Она посмотрела на него, затянулась сигаретой... Володьке вдруг захотелось подойти к ней, обнять, прижать к себе, сказать что-то нежное, хорошее, но ее отчужденность мешала ему.
– Ты знаешь, что я поняла, Володя, - начала она, - по-настоящему ты любил Юльку. Сейчас я еще больше понимаю это.
– Она поднялась, прошлась по комнате, затем остановилась против него.

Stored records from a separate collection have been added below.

PR #3643, opened 2023-09-19
Replace Sync AJAX callback with REST API endpoint.

### LINKED ISSUE #3627: Replace Sync AJAX callback with REST API endpoint

To support more features on the Sync page, we should replace the admin-ajax.php callbacks with a REST API endpoint for syncing, with support for more at least these arguments supported by the CLI:

- `offset`
- `indexables`
- `post-type`
- `include`
- `upper-limit-object-id`
- `lower-limit-object-id`

The endpoint should support `POST` requests for triggering or continuing a sync, and `GET` for getting the status of a sync in progress. Both requests should return the sync status, including:

- The sync trigger (eg. manual, CLI).
- Log messages.
- Total items to be synced.
- Total items synced.
- Sync status.

### Designs

_No response_

_No response_

### Code of Conduct

JakePT:
### Description of the Change
Replaces the admin-ajax.php callbacks used by the Sync page with a REST API. This also adds support for additional arguments that are passed to the index helper:

- `include`
- `indexables`
- `lower_limit_object_id`
- `offset`
- `post_type`
- `put_mapping`
- `upper_limit_object_id`

This PR updates the Sync page to use the REST API, but there is no UI for the additional parameters at this stage.

Closes #3627

### How to test the Change
- Sync should function as normal.
- `POST` requests to `wp-json/elasticpress/v1/sync` with the above parameters should perform the expected sync.
- `GET` requests to `wp-json/elasticpress/v1/sync` should return the status of an in progress sync.
- `DELETE` requests to `wp-json/elasticpress/v1/sync` should cancel an in progress sync.

### Credits
Props @JakePT 

### Checklist:

### DIFF
--- a/includes/classes/Screen/Sync.php
+++ b/includes/classes/Screen/Sync.php
@@ -141,6 +141,7 @@ class Sync {
 	/**
 	 * Register REST API routes.
 	 *
+	 * @since 5.0.0
 	 * @return void
 	 */
 	public function register_rest_routes() {
--- a/includes/classes/Screen/Sync.php
+++ b/includes/classes/Screen/Sync.php
@@ -8,11 +8,12 @@
 
 namespace ElasticPress\Screen;
 
-use ElasticPress\IndexHelper;
-use ElasticPress\Screen;
-use ElasticPress\Utils;
-use ElasticPress\Stats;
 use ElasticPress\Elasticsearch;
+use ElasticPress\IndexHelper;
+use ElasticPress\REST;
+use ElasticPress\Screen;
+use ElasticPress\Stats;
+use ElasticPress\Utils;
 
 if ( ! defined( 'ABSPATH' ) ) {
 	exit; // Exit if accessed directly.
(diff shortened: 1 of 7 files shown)


includes/classes/Screen/Sync.php
```diff
@@ -230,24 +139,12 @@ public function admin_enqueue_scripts() {
...
-			case 'error':
-				wp_send_json_error( $message );
-				break;
-
-			default:
-				wp_send_json( [ 'data' => $message ] );
-				break;
-		}
-		exit;
+	public function register_rest_routes() {
```
felipeelia, line 147: This will need a `@since` tag @JakePT

felipeelia (changes requested):
@JakePT I added a small change that we will need. IMHO initializing the REST Sync class in Screen Sync seems out of place... now that we will have it available, that should be a standalone thing, so people who want to build on top of it would be able to (and not depend on any "screen" entity.) Thoughts?

includes/classes/Screen/Sync.php
JakePT: Done.

PR #3647, opened 2023-09-21
Store additional syncs info

### LINKED ISSUE #3628: Log more Syncs

Currently the status of only 1 previous manual sync, and 1 previous CLI sync, are recorded. To support displaying a more detailed sync history on the Sync page we should log X (5, 10, 15?) more syncs, including their:

- Status (eg. success/failure).
- Date and time.
- Trigger (eg. manual/CLI).
- No. of errors.

### Designs

_No response_

_No response_

### Code of Conduct

felipeelia:
### Description of the Change

Closes #

### Changelog Entry

> Added - New feature
> Removed - Feature
> Fixed - Bug fix
> Security - Vulnerability

### Credits

### Checklist:

### DIFF
--- a/includes/classes/IndexHelper.php
+++ b/includes/classes/IndexHelper.php
@@ -144,6 +144,7 @@ class IndexHelper {
 			'start_date_time'   => $start_date_time ? $start_date_time->format( DATE_ATOM ) : false,
 			'starting_indices'  => $starting_indices,
 			'messages_queue'    => [],
+			'trigger'           => 'manual',
 			'totals'            => [
 				'total'      => 0,
 				'synced'     => 0,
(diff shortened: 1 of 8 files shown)


includes/classes/IndexHelper.php
```diff
@@ -870,24 +871,64 @@ protected function index_cleanup() {
...
+		 * @hook ep_syncs_to_keep_info
+		 * @param {int} $number Number of past syncs to keep info
+		 * @return {int} New number
+		 */
+		$syncs_to_keep = (int) apply_filters( 'ep_syncs_to_keep_info', 5 - 1 );
+
+		$last_syncs = array_slice( $last_syncs, 0, $syncs_to_keep );
+		array_unshift( $last_syncs, $last_sync_info );
+
+		Utils\update_option( 'ep_last_syncs', $last_syncs, false );
```
JakePT: @felipeelia Nitpick, but can we use something like `ep_previous_syncs` or `ep_sync_history` or something like that? "last" implies the final sync, so there wouldn't be more than one "last" sync.

includes/classes/IndexHelper.php
```diff
@@ -870,24 +871,64 @@ protected function index_cleanup() {
...
+
+		/**
+		 * Filter the number of past syncs to keep info
+		 *
+		 * @since  5.0.0
+		 * @hook ep_syncs_to_keep_info
+		 * @param {int} $number Number of past syncs to keep info
+		 * @return {int} New number
+		 */
+		$syncs_to_keep = (int) apply_filters( 'ep_syncs_to_keep_info', 5 - 1 );
```
JakePT: @felipeelia Should we just pass the `5` there and then `-1` later in `array_slice`? Otherwise you need to pass 1 less than the actual number of syncs you want to keep to the filter.

includes/classes/IndexHelper.php
```diff
@@ -144,6 +144,7 @@ protected function build_index_meta() {
 			'start_date_time'   => $start_date_time ? $start_date_time->format( DATE_ATOM ) : false,
 			'starting_indices'  => $starting_indices,
 			'messages_queue'    => [],
+			'trigger'           => 'manual',
```
JakePT, line 147: @felipeelia Since a sync could be done manually either by the dashboard or WP CLI, could we use `dashboard` as the default? In the UI we would need to infer that this is a dashboard sync anyway, so it would be clearer if the key matched.

Also, would this be a good time to set `trigger` to `cli` for WP CLI syncs?

JakePT (changes requested):

JakePT (approved):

– А я не могу так, Володька. Либо ты весь мой, либо ничего мне не надо.
– Юли нет... А я... я очень ждал твоего приезда.
– Ждал ли?
– спросила она, странно взглянув на него вроде бы всезнающим взглядом.
Он весь напрягся - неужели о Майке? Да нет. Быть не может.
– Почему ты не писал из госпиталя?
– Я же не мог... рука...
– Матери ты писал... Эх, Володька, Володька, - повторила она.
– Только ли Юля?
– Она достала вторую сигарету, закурила.
Он потупился. Что ни говори, как ни оправдывай себя тем, что Тоня и в Иванове, и в Москве была для него такой далекой, почти нереальной, но ведь он виноват перед ней. Пусть это была не любовь, пусть никакого чувства не испытывал он ни к Клаве, ни к Майке, но были измены. И, если бы такое совершила Тоня, наверно, он не простил бы ей.